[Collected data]
──────────────────────────────

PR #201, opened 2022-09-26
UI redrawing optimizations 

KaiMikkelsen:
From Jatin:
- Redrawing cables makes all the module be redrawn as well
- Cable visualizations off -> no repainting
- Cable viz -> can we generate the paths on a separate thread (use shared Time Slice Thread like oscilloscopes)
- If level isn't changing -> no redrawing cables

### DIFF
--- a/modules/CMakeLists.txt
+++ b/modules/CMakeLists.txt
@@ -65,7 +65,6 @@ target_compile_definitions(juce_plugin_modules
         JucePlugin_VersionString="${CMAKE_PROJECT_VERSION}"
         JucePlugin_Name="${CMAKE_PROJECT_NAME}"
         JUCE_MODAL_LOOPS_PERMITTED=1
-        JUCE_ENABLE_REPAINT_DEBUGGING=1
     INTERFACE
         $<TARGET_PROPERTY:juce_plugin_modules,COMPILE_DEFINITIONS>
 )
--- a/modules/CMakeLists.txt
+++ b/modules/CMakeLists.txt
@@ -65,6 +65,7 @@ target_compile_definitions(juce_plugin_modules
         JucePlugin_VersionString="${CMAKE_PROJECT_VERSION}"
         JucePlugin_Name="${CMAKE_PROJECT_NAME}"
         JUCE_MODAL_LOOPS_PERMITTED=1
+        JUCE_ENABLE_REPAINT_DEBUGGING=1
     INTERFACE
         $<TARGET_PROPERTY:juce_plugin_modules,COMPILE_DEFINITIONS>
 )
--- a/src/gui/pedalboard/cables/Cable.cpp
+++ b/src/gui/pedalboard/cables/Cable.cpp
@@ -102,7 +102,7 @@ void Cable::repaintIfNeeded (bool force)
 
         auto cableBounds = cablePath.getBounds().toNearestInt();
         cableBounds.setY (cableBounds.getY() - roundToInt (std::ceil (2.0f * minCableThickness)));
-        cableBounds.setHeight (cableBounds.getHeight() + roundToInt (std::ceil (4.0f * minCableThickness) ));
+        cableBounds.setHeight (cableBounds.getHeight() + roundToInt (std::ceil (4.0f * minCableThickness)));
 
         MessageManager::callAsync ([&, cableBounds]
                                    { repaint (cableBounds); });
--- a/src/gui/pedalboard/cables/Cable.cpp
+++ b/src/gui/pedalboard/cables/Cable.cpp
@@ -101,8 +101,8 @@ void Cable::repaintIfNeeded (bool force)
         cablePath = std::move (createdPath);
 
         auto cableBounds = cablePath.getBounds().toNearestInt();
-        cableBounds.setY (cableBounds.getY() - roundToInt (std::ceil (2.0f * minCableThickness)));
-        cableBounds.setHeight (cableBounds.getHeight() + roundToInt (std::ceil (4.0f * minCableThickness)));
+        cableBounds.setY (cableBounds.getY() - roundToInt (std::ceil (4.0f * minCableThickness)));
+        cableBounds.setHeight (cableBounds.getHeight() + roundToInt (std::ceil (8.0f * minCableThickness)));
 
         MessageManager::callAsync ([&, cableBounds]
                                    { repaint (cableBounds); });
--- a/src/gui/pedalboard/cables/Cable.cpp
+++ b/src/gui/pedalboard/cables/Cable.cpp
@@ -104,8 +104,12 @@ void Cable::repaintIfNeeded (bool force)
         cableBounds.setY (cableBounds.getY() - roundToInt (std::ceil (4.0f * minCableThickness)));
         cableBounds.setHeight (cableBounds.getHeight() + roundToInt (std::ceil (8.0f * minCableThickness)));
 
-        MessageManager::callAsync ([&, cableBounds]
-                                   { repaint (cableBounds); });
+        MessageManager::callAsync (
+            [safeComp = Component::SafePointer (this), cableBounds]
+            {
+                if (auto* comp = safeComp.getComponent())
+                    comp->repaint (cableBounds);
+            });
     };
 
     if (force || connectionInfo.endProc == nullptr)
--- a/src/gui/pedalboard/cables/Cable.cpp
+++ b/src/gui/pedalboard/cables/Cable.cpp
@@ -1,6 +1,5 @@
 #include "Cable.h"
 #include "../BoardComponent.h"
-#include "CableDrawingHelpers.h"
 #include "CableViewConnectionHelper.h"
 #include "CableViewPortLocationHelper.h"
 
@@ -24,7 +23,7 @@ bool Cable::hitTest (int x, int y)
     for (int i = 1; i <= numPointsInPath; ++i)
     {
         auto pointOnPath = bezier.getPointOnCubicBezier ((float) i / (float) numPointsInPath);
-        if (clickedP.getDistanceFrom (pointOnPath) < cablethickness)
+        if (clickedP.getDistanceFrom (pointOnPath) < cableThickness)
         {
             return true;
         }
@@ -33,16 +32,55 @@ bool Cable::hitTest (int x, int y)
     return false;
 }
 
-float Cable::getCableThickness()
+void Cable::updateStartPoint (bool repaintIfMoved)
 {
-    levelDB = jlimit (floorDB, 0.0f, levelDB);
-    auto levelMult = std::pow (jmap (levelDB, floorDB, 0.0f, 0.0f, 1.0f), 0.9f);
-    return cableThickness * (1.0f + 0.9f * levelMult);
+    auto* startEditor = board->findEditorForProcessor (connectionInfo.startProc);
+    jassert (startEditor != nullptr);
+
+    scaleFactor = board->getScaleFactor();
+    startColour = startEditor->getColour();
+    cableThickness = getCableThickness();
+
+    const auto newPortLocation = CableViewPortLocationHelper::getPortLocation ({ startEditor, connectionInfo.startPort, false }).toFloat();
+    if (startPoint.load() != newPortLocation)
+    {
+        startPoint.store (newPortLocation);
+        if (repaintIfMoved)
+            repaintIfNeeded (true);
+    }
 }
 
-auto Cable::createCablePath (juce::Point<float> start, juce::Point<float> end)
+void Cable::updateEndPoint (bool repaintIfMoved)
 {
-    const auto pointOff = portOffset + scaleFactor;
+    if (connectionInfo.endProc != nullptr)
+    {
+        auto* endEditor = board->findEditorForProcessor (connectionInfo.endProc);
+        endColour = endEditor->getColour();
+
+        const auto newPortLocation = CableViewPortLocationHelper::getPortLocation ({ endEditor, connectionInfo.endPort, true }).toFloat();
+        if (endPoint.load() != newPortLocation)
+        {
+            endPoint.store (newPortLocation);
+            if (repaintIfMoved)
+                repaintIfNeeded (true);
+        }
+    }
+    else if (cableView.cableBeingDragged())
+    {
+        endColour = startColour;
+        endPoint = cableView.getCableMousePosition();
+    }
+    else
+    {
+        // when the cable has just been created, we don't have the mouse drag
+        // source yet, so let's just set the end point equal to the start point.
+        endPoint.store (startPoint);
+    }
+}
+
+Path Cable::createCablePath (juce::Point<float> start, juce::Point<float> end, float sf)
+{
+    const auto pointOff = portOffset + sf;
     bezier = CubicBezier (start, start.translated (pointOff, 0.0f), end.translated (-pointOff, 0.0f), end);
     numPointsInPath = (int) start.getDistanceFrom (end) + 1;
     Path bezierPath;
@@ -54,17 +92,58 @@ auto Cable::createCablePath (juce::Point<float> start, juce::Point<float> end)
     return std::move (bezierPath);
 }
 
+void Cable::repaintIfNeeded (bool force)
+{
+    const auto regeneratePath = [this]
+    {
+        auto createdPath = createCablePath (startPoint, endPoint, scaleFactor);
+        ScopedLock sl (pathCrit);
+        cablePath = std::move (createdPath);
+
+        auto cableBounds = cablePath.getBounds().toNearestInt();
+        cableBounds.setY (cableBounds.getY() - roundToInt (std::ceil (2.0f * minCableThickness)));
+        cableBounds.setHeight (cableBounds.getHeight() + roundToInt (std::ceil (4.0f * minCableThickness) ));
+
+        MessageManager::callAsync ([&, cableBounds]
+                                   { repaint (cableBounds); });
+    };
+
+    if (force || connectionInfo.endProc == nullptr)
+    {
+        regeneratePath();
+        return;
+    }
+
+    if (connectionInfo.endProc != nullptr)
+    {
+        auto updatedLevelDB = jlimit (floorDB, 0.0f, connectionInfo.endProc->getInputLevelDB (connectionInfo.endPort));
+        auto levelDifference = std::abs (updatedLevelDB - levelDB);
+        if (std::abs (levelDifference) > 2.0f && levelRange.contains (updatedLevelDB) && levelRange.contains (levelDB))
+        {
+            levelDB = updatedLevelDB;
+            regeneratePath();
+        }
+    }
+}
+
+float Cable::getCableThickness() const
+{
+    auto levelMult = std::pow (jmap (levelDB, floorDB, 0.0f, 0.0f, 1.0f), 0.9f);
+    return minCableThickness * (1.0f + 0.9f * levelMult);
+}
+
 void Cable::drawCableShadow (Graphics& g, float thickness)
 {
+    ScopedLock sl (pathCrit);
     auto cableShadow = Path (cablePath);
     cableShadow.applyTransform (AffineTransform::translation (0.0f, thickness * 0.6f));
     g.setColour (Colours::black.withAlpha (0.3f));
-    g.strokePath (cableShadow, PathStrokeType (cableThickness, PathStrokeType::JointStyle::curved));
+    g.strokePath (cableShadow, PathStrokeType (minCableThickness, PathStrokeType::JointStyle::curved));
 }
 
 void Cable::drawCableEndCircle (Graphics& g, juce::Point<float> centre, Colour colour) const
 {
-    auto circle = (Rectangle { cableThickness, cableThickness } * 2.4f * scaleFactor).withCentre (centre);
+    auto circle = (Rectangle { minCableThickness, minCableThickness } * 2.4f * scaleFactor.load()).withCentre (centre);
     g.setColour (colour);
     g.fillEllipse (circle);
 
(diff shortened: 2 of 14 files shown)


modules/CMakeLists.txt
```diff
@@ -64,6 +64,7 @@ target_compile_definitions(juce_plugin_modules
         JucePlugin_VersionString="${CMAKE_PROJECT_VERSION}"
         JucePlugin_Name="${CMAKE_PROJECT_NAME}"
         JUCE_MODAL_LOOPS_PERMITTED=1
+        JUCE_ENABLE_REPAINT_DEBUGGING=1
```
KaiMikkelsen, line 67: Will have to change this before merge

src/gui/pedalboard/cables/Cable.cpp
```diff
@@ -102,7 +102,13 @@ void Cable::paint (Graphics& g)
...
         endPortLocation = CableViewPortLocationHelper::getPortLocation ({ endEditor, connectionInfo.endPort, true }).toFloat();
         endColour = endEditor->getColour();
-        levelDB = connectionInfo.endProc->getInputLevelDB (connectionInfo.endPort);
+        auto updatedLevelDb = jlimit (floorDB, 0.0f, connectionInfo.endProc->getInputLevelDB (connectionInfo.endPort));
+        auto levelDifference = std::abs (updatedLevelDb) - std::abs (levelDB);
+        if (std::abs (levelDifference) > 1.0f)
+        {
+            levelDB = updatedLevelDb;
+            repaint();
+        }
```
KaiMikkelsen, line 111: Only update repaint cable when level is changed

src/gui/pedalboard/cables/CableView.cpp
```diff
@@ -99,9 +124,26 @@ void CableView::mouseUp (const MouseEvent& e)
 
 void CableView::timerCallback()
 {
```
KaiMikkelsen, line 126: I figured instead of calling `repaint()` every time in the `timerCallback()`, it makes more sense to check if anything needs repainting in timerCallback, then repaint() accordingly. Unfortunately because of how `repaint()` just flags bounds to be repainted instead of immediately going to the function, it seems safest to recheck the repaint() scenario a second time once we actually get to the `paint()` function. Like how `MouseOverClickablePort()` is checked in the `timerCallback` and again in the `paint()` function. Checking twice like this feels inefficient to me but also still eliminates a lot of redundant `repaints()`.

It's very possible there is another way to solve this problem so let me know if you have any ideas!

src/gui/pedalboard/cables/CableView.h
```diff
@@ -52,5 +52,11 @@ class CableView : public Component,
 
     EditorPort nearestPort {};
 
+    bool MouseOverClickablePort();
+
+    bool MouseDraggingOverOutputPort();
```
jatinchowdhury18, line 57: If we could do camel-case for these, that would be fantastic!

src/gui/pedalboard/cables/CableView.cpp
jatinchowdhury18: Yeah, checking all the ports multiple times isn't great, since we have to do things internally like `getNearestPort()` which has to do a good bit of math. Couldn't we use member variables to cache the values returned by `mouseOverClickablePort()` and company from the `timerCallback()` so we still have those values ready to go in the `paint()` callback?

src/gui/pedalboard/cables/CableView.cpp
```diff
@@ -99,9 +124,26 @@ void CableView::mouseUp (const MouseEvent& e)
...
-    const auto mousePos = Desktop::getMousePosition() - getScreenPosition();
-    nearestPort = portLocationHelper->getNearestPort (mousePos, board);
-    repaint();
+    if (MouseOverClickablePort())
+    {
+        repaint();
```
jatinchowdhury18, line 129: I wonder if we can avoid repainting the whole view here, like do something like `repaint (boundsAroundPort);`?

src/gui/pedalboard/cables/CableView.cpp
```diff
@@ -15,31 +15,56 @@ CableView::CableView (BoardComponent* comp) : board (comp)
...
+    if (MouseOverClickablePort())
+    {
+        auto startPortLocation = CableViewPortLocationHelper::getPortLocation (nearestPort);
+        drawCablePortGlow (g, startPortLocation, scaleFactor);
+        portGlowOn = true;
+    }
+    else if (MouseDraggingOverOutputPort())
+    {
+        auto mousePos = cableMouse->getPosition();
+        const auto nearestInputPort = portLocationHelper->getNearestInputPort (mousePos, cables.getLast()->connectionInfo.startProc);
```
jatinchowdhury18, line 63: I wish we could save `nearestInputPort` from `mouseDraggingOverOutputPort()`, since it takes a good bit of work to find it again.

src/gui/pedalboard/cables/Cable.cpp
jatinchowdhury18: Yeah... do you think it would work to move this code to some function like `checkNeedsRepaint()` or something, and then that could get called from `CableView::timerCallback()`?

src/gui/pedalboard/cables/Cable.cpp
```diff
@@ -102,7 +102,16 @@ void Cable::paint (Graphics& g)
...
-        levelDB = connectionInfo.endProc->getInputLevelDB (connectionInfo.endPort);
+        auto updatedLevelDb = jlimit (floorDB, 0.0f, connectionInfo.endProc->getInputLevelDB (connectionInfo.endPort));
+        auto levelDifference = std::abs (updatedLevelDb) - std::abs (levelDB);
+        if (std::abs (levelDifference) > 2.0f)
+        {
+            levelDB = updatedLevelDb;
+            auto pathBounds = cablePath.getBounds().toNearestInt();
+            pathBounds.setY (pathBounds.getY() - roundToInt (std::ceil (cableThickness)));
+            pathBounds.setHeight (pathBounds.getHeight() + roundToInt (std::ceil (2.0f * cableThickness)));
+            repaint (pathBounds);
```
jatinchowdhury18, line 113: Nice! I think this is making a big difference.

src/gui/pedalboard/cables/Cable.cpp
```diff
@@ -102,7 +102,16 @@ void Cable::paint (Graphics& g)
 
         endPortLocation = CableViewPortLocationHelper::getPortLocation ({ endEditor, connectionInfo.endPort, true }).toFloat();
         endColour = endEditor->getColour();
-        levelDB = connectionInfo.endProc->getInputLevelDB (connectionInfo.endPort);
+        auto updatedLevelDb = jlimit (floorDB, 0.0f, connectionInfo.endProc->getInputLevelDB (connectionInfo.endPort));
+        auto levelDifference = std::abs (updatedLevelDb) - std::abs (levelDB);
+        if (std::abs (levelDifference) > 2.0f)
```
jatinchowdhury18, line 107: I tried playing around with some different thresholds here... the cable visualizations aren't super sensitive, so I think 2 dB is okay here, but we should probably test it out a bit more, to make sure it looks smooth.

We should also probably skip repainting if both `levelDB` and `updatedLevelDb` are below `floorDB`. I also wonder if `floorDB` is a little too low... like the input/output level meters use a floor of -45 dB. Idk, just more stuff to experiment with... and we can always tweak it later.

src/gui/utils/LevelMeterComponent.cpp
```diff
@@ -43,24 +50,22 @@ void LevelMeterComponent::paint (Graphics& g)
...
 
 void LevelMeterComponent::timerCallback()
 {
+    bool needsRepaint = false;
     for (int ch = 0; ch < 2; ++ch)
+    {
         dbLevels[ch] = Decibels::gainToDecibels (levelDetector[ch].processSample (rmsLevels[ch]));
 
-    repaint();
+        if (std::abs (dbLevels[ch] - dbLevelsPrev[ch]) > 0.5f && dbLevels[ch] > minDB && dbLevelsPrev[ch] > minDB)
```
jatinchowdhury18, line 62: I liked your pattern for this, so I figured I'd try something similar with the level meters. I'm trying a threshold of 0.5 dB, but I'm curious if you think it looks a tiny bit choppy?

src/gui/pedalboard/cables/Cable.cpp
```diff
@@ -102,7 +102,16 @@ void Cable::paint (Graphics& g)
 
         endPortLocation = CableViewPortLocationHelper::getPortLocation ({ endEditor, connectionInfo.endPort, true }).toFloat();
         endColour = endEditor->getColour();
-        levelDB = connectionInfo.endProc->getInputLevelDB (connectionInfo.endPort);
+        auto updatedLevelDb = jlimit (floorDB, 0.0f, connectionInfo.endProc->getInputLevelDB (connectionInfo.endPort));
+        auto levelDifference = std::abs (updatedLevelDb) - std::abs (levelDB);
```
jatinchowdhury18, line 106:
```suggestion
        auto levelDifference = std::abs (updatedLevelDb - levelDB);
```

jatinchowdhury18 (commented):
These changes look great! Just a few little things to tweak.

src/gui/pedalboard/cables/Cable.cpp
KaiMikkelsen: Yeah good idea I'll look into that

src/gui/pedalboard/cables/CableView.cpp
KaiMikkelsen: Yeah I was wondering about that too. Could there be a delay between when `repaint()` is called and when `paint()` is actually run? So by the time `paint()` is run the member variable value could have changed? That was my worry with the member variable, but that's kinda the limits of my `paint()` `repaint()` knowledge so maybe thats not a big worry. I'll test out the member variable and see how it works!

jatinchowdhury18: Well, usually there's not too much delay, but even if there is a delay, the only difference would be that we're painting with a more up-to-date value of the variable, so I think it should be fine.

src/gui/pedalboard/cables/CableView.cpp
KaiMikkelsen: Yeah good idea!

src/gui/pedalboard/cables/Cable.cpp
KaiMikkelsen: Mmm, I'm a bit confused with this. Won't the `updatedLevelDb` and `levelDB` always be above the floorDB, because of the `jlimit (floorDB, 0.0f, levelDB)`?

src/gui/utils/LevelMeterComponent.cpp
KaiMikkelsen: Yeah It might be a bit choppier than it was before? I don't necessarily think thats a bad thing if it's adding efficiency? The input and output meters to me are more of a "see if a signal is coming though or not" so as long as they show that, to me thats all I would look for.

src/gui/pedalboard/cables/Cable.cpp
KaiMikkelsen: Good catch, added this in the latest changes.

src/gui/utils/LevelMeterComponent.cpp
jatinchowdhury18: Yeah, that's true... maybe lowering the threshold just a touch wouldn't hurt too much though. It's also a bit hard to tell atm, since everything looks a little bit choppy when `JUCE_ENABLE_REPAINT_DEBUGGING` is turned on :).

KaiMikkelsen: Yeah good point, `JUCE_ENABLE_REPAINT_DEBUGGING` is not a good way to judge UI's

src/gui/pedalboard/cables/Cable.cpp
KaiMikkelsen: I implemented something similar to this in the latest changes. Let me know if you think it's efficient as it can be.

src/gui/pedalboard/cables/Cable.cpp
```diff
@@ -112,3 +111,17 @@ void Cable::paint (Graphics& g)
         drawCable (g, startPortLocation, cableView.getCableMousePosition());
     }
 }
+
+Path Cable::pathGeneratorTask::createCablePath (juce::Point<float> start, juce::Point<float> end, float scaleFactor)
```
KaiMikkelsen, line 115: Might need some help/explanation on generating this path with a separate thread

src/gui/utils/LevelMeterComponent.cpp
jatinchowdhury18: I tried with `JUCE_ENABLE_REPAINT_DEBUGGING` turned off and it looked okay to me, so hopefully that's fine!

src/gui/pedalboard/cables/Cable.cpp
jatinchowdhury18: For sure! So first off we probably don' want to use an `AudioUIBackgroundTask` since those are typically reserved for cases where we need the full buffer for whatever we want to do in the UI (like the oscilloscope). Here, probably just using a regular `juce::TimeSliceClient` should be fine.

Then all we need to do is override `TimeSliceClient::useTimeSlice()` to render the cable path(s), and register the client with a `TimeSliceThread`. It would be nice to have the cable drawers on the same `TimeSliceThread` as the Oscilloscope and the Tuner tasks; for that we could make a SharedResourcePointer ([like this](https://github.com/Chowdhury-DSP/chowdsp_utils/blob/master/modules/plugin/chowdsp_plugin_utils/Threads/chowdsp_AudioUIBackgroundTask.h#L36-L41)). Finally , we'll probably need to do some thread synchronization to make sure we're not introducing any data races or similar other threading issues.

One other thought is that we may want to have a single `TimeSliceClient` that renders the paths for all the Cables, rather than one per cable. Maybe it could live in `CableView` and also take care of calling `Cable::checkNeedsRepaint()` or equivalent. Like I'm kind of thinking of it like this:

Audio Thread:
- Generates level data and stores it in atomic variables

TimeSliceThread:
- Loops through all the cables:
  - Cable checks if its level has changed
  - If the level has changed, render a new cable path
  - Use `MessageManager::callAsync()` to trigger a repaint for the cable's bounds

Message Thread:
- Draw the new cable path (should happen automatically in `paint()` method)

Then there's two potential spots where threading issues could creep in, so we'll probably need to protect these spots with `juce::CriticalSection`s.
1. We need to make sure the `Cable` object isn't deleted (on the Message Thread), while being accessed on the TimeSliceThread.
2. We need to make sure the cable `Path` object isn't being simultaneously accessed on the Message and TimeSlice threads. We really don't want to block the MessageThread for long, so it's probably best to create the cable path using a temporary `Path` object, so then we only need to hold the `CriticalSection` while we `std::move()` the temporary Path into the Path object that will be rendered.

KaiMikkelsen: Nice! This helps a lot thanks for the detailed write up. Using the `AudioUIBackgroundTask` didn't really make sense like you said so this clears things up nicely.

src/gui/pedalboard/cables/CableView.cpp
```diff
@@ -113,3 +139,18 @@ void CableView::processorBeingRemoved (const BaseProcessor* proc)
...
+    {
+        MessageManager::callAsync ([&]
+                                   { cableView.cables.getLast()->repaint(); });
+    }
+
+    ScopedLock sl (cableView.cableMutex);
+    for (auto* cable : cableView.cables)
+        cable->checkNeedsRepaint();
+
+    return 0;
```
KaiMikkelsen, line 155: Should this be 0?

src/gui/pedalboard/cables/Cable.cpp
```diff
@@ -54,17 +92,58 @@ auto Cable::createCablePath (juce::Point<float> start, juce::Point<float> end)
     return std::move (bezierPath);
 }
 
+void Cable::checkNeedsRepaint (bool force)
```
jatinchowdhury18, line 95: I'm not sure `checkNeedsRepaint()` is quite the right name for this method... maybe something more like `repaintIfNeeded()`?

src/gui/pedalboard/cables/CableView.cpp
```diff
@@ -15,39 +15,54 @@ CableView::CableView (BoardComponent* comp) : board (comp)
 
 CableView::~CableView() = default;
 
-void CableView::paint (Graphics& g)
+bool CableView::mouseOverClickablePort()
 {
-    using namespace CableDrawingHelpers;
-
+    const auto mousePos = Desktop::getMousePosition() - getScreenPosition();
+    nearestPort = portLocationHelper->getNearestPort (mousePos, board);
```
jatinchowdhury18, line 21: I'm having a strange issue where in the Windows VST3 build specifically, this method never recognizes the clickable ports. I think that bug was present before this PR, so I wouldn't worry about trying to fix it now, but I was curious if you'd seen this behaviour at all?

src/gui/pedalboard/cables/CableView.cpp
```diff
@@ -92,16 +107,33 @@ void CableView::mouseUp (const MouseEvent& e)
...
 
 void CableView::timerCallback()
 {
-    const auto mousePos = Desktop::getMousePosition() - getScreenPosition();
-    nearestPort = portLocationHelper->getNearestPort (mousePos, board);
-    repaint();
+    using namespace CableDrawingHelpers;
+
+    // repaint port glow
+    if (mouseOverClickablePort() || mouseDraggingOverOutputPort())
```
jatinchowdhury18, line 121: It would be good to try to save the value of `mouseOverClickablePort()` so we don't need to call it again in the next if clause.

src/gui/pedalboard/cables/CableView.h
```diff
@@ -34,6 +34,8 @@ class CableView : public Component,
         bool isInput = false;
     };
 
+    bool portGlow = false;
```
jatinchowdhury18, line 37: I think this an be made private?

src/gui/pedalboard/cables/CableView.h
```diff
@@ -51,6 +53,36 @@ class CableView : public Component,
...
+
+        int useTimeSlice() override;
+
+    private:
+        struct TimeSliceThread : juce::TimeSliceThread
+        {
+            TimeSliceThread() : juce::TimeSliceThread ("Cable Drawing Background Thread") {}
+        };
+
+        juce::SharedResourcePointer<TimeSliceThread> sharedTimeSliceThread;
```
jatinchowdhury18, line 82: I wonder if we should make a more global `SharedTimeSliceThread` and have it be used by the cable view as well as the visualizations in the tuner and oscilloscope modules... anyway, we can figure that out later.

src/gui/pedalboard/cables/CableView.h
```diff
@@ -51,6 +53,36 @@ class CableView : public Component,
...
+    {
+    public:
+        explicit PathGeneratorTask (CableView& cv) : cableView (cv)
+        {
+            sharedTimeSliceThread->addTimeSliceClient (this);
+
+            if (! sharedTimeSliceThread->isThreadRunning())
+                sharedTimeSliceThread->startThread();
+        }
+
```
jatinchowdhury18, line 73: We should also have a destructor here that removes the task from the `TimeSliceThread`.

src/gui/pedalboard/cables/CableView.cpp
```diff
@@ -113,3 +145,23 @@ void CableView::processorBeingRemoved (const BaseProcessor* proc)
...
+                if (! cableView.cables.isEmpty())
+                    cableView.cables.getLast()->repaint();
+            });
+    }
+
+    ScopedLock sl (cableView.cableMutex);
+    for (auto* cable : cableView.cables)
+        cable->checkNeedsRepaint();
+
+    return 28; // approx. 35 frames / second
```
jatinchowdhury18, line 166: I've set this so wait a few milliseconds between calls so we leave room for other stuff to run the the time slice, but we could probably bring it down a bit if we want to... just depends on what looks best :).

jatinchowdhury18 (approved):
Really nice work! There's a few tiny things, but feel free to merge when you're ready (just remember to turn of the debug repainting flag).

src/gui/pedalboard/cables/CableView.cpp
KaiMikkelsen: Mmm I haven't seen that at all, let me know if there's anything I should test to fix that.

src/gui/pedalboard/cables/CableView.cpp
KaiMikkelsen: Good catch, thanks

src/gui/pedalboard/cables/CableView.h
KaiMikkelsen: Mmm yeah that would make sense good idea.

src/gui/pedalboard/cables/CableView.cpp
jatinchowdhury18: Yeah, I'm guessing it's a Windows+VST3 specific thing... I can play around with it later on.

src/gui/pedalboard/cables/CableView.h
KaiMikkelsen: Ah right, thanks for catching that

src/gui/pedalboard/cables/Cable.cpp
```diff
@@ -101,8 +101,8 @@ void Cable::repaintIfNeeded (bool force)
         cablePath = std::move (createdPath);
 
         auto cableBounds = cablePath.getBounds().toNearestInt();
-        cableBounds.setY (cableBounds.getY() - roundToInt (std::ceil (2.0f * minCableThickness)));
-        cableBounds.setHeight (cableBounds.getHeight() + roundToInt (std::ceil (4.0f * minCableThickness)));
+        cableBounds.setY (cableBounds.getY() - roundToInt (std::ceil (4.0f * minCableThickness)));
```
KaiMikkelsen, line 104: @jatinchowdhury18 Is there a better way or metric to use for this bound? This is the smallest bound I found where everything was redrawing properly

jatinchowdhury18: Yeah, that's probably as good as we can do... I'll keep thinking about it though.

──────────────────────────────

Line count for "setHeight": report how many lines in the data above include it, with no other words.

8